→ Exercise prompt:
If a line in the entries includes "could", show that line.

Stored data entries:
PR #28741, opened 2020-11-19
Disable windows gpu static lib.

jiweibo:
### PR types

Others
### PR changes

Others
### Describe

Disable windows gpu static lib, because the size exceeds 4GB.

### DIFF
--- a/paddle/fluid/inference/api/demo_ci/run.sh
+++ b/paddle/fluid/inference/api/demo_ci/run.sh
@@ -1,4 +1,19 @@
 #!/bin/bash
+
+# Copyright (c) 2020 PaddlePaddle Authors. All Rights Reserved.
+# 
+# Licensed under the Apache License, Version 2.0 (the "License");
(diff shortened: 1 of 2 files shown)


T8T9 (approved):

paddle/fluid/inference/api/demo_ci/run.sh
```diff
@@ -68,6 +83,10 @@ rm -rf *
 
 for WITH_STATIC_LIB in ON OFF; do
   if [ $(echo `uname` | grep "Win") != "" ]; then
+    # TODO(wilber, T8T9): Do we still need to support windows gpu static library
```
zhwesky2010, line 86: whether static lib is needed in CPU?

jiweibo: The cpu library is very small, it needs to be evaluated in the future whether to keep.

zhwesky2010 (approved):

PR #28763, opened 2020-11-20
[Inference] Fix trt delete_pass bug.

jiweibo:
### PR types

Bug fixes
### PR changes

Others
### Describe

- Fix trt delete pass bug.  Init a AnalysisConfig with a config which deletes some specified passes, the resulting AnalysiConfig should also remove these passes.
- Fix the memory increase caused by the inability to enable memory_optimize_pass.  https://github.com/PaddlePaddle/Paddle/pull/28517


cryoco (approved):
LGTM

PR #28780, opened 2020-11-20
lazily init global group in collective

chenwhql:
### PR types

Bug fixes
### PR changes

Others
### Describe

Lazily initialized global group information. If we initialize _default_group when import module, it will not update when we use spawn to run multi-process training


sandyhouse (approved):
LGTM

PR #28988, opened 2020-11-23
Fixes mkldnn dygraph learning rate scheduler crashes

arlesniak:
### PR types

Bug fixes
### PR changes

Others
### Describe

Fixes mkldnn dygraph crashes for learning rate scheduler other than piecewise_decay. 
Enables mkldnn for dygraph se_resnext model from models repo and MobilenetV1 with cosine_decay lrs .

### DIFF
--- a/paddle/fluid/framework/operator.cc
+++ b/paddle/fluid/framework/operator.cc
@@ -1017,6 +1017,13 @@ bool OperatorWithKernel::SupportsMKLDNN() const {
                      });
 }
 
+bool OperatorWithKernel::CanMKLDNNBeUsed(
+    const framework::ExecutionContext& ctx) const {
+  bool use_mkldnn_ctx =
+      ctx.Attr<bool>("use_mkldnn") && platform::is_cpu_place(ctx.GetPlace());
+  return use_mkldnn_ctx && this->SupportsMKLDNN();
+}
+
 void OperatorWithKernel::RuntimeInferShape(const Scope& scope,
                                            const platform::Place& place,
                                            const RuntimeContext& ctx) const {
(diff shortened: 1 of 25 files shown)


paddle/fluid/framework/operator.cc
```diff
@@ -1007,6 +1007,15 @@ static void CheckTensorNANOrInf(const std::string& op_type,
                               op_type, name));
 }
 
+bool OperatorWithKernel::SupportMKLDNN() const {
```
wojtuss: I know there is already the method named `SupportGPU()`, but I would prefer naming `SupportsMKLDNN()` (indicative) instead of `SupportMKLDNN()` (imperative).

wojtuss: Also, maybe we could hide it inside the `CanMKLDNNBeUsed()` method?

arlesniak: CanMKLDNNBeUsed() function uses Runtime context at platform level and SupportsMKLDNN() is closer to OperatorWithKernel and needs **operation type** to proceed. 
I think both of them can be left separated for now, otherwise either CanMKLDNNBeUsed needs **op_type** to be passed or we start to base deciding on GetExpectedKernelType on OperatorWithKernel ::SupportsMKLDNN() as it has all the info needed and get rid of platform::CanMKLDNNBeUsed() as it is used mainly at the OperatorWithKernel level
What is your opinion on that ?

wojtuss (approved):
LGTM

arlesniak:
@raindrops2sea @luotao1  Due to info in PR-CI_APPROVAL could you start your review please?

luotao1 (approved):
LGTM

raindrops2sea (approved):
LGTM

PR #28989, opened 2020-11-23
Upgrade  string literals to raw string

zhiqiu:
### PR types

Others
### PR changes

APIs
### Describe

Upgrade  string literals to raw string

A backslash-character pair that is not a valid escape sequence generates a DeprecationWarning since python-3.6, see details in https://docs.python.org/3/whatsnew/3.6.html?highlight=escaped%20sequence#deprecated-python-behavior.

For example, `"""\a"""`, `"""Out = \lvert input - label\rvert"""`, which is often exists in comments.
image

This PR changes all the string literals in `"""string"""` to raw string `r"""string"""` to avoid such deprecation warnings.


swtkiwi (approved):
LGTM

raindrops2sea (approved):
LGTM

Xreki (approved):
LGTM for the modification in framework.py

PR #28992, opened 2020-11-23
[Dy2stat] Fix Incorrect After Node Vars in IfElseTransformer

zhhsplendid:
### PR types

Bug fixes
### PR changes

APIs
### Describe

**Problem**: our current Dy2stat will fail on a simple case:

```
    @paddle.jit.to_static
    def forward(self, x, y):
        if self.mode == 'train':
            out = x + y
        elif self.mode == 'infer':
            out = x - y
        else:
            raise ValueError('Illegal mode')
        return out
```

**Reason**: the if-elif-else will be transferred into two `ast.If` in `ast`. In our old code, we calculate the vars before/after if-else expression. While we got `after_var_name_ids` by

```
after_var_names_ids = [	
            ctx for ctx in all_name_ids[name] if ctx not in before_var_names_ids	
        ]
```
We are using all vars minus vars before the if-else expression. However, that's incorrect because: 

```
before_var_names_ids = parent_name_ids.get(name, []) + \	
                               body_name_ids.get(name, []) + orelse_name_ids.get(name, [])
```
From the code you could see `before_var_names_ids` doesn't include the `body_name_ids` of the previous `ast.If`.

**Solution**: the key fix of this PR is:
```
after_ifelse_name_ids = get_name_ids([root], after_node=node)
```
Where we get `after_ifelse_name_id` by visiting instead of set minus. To support it, we enable `NameVisitor` to search after the `after_node`.

### DIFF
--- a/python/paddle/fluid/dygraph/dygraph_to_static/ifelse_transformer.py
+++ b/python/paddle/fluid/dygraph/dygraph_to_static/ifelse_transformer.py
@@ -91,22 +91,27 @@ class IfElseTransformer(gast.NodeTransformer):
 
 
 class NameVisitor(gast.NodeVisitor):
-    def __init__(self, end_node=None):
+    def __init__(self, after_node=None, end_node=None):
+        # The start node (exclusive) of the visitor
+        self.after_node = after_node
         # The terminate node of the visitor.
         self.end_node = end_node
         # Dict to store the names and ctxs of vars.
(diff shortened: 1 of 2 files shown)


liym27 (approved):
LGTM

Aurelius84 (approved):
LGTM

chenwhql (approved):

PR #28993, opened 2020-11-23
[Dynamic-to-Static] Fix bug of convert_logical_and/convert_logical_or:  the operands are executed sequentially

liym27:
### PR types

Bug fixes
### PR changes

Others
#### 1. The operands are executed sequentially according to the running logic of Python. So here the arguments
should be callable.
#### 2. If the left hand operand is True, the right hand operand should be executed.
 For example:
    `a = x > 1 or y < 1`
Transformed code:
   ` a = paddle.jit.dy2static.convert_logical_or(lambda:x>1, lambda:y<1)`

 In `convert_logical_or(lambda:x>1, lambda:y<1)`, `lambda:y<1` must be run after `lambda:x>1`. And
if `x>1` is True, `y<1` should NOT be run.

---

#### Case 1:
```python
@paddle.jit.to_static
def test1():
    a = None
    if a is not None and a > 1:
        x = x - 1
    else:
        x = x + 1

test1()
```

Error:
```python
TypeError: unorderable types: NoneType() > int()
```
Because `a > 1` is run,   but `a` is None and `a > 1`  should not have been run.

#### Case 2:
```python
@paddle.jit.to_static
def test():
    x = paddle.zeros([1])

    a = None

    if a is not None:
        z = x+1

    if a is not None and z < -1:
        x = x - 1
    return x

test2()
```

Error:
```python
InvalidArgumentError: The Tensor in the less_than Op's Input Variable X(z) is not initialized.
  [Hint: Expected t->IsInitialized() == true, but received t->IsInitialized():0 != true:1.] (at /home/teamcity/work/ef54dc8a5b211854/paddle/fluid/framework/operator.cc:1419)
  [operator < less_than > error]  [operator < run_program > error]

```
Because `z < -1` is run,  the OP `less_than`  is added in the program, but `z` is not initialized. Actually, `z < -1` should not have been run.

### DIFF
--- a/python/paddle/fluid/dygraph/dygraph_to_static/convert_operators.py
+++ b/python/paddle/fluid/dygraph/dygraph_to_static/convert_operators.py
@@ -56,25 +56,39 @@ def _run_py_while(cond, body, loop_vars):
     return loop_vars
 
 
-def convert_logical_and(x, y):
+def convert_logical_and(x_func, y_func):
     """
     A function representation of a Python ``and`` statement.
 
     Args:
-        x(bool|Tensor): Left hand operand of ``and`` operator.
-        y(bool|Tensor): Right hand operand of ``and`` operator.
+        x_func(callable): x_func() is the left hand operand of ``and`` operator. x_func() is bool or Tensor.
+        y_func(callable): y_func() is the right hand operand of ``and`` operator.  y_func() is bool or Tensor.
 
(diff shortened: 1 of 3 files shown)


Aurelius84 (approved):
LGTM

zhhsplendid (approved):
LGTM

PR #29000, opened 2020-11-23
update pow

Joejiong:
### PR types

Performance optimization
### PR changes

APIs
### Describe

Performance optimization for power API and its operator.
The following code affects this version of paddle.pow api.
This block of code is meant to Align paddlepaddle pow api's functionality and behavior with numpy.power api, but it slowdowns the speed of this api call by 90%.
```
if x.dtype != y.dtype:
   y = cast(y, dtype='float64')
   x = cast(x, dtype='float64')
```

### DIFF
--- a/python/paddle/tensor/math.py
+++ b/python/paddle/tensor/math.py
@@ -185,14 +185,9 @@ def pow(x, y, name=None):
         if isinstance(y, (int, float)):
             return core.ops.pow(x, 'factor', y)
         elif isinstance(y, (paddle.Tensor, Variable)):
-
             if x.dtype != y.dtype:
                 y = cast(y, dtype='float64')
                 x = cast(x, dtype='float64')
-                out_dygraph = _elementwise_op_in_dygraph(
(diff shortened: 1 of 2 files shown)


TCChenlong (approved):
LGTM

python/paddle/tensor/math.py
```diff
@@ -172,27 +172,22 @@ def pow(x, y, name=None):
...
     """
     # in dynamic graph mode
     if in_dygraph_mode():
         if isinstance(y, (int, float)):
             return core.ops.pow(x, 'factor', y)
         elif isinstance(y, (paddle.Tensor, Variable)):
-
             if x.dtype != y.dtype:
                 y = cast(y, dtype='float64')
                 x = cast(x, dtype='float64')
```
Joejiong, line 190: The following code affects this version of paddle.pow api.
This block of code is meant to Align paddlepaddle pow api's functionality and behavior with numpy.power api, but it slowdowns the speed of this api call by 90%.

zhhsplendid (approved):
LGTM

PR #29064, opened 2020-11-24
Split train_mode and has_grad for tracer

### LINKED ISSUE #28089: 网络train/eval模式异常
Paddle版本2.0.0b0，一个网络train/eval模式的改变会影响其他网络
demo代码输出False, False，期望为True, False
```
  0 import paddle
  1 import paddle.nn as nn
  2 
  3 class Net1(nn.Layer):
  4     def __init__(self):
  5         super(Net1, self).__init__()
  6         self.linear = nn.Linear(2, 3)
  7 
  8     def forward(self, x):
  9         return self.linear(x)
 10 
 11 class Net2(nn.Layer):
 12     def __init__(self):
 13         super(Net2, self).__init__()
 14         self.linear = nn.Linear(2, 3)
 15 
 16     def forward(self, x):
 17         return self.linear(x)
 18 
 19 paddle.disable_static()
 20 net1 = Net1()
 21 net1.eval()
 22 net2 = Net2()
 23 net2.train()
 24 to_float = lambda x: paddle.to_tensor(x, dtype='float32')
 25 print(net1(to_float([[1,2]])).stop_gradient)
 26 print(net2(to_float([[1,2]])).stop_gradient)
```

zhiqiu:
### PR types

Bug fixes
### PR changes

Others
### Describe

Split train_mode and has_grad for tracer, close https://github.com/PaddlePaddle/Paddle/issues/28089

### Why
Before this PR, the behavior `train/eval mode` and `trcing grad or not` are coupled. 

When setting `layer.eval()`, it also means `do not trace grad`, which is not a good design.

### How
This PR couples `train/eval mode` and `trcing grad or not`. 

- Setting `train/eval mode` of a Layer only affects the internal logic of the specific operators (dropout and batchnorm), since they have different algorithms in train mode and eval mode.
- If really want  "do not trace grad", use `paddle.no_grad` instead.

Also, see details in https://github.com/PaddlePaddle/Paddle/pull/25024

### DIFF
--- a/python/paddle/fluid/layers/nn.py
+++ b/python/paddle/fluid/layers/nn.py
@@ -997,7 +997,10 @@ def dropout(x,
 
         .. code-block:: python
 
+            import paddle
             import paddle.fluid as fluid
+            
+            paddle.enable_static()
             x = fluid.data(name="data", shape=[None, 32, 32], dtype="float32")
             dropped = fluid.layers.dropout(x, dropout_prob=0.5)
     """
--- a/python/paddle/fluid/layers/nn.py
+++ b/python/paddle/fluid/layers/nn.py
@@ -945,7 +945,7 @@ def cos_sim(X, Y):
 @deprecated(since="2.0.0", update_to="paddle.nn.functional.dropout")
 def dropout(x,
             dropout_prob,
-            is_test=False,
+            is_test=None,
             seed=None,
             name=None,
             dropout_implementation="downgrade_in_infer"):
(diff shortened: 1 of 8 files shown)


phlrain (approved):

python/paddle/fluid/layers/nn.py
```diff
@@ -996,7 +997,10 @@ def dropout(x,
 
         .. code-block:: python
 
+            import paddle
             import paddle.fluid as fluid
+            
+            paddle.enable_static()
             x = fluid.data(name="data", shape=[None, 32, 32], dtype="float32")
```
swtkiwi, line 1004: 建议尽量不对外保留fluid目录啦？fluid.data->paddle.static.data

lanxianghit (approved):

python/paddle/fluid/layers/nn.py
zhiqiu: 好的，这个另外提PR修。

swtkiwi (approved):
LGTM，辛苦中文文档也提PR改下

→ Answer to this problem:
wojtuss: Also, maybe we could hide it inside the `CanMKLDNNBeUsed()` method?
@raindrops2sea @luotao1  Due to info in PR-CI_APPROVAL could you start your review please?
From the code you could see `before_var_names_ids` doesn't include the `body_name_ids` of the previous `ast.If`.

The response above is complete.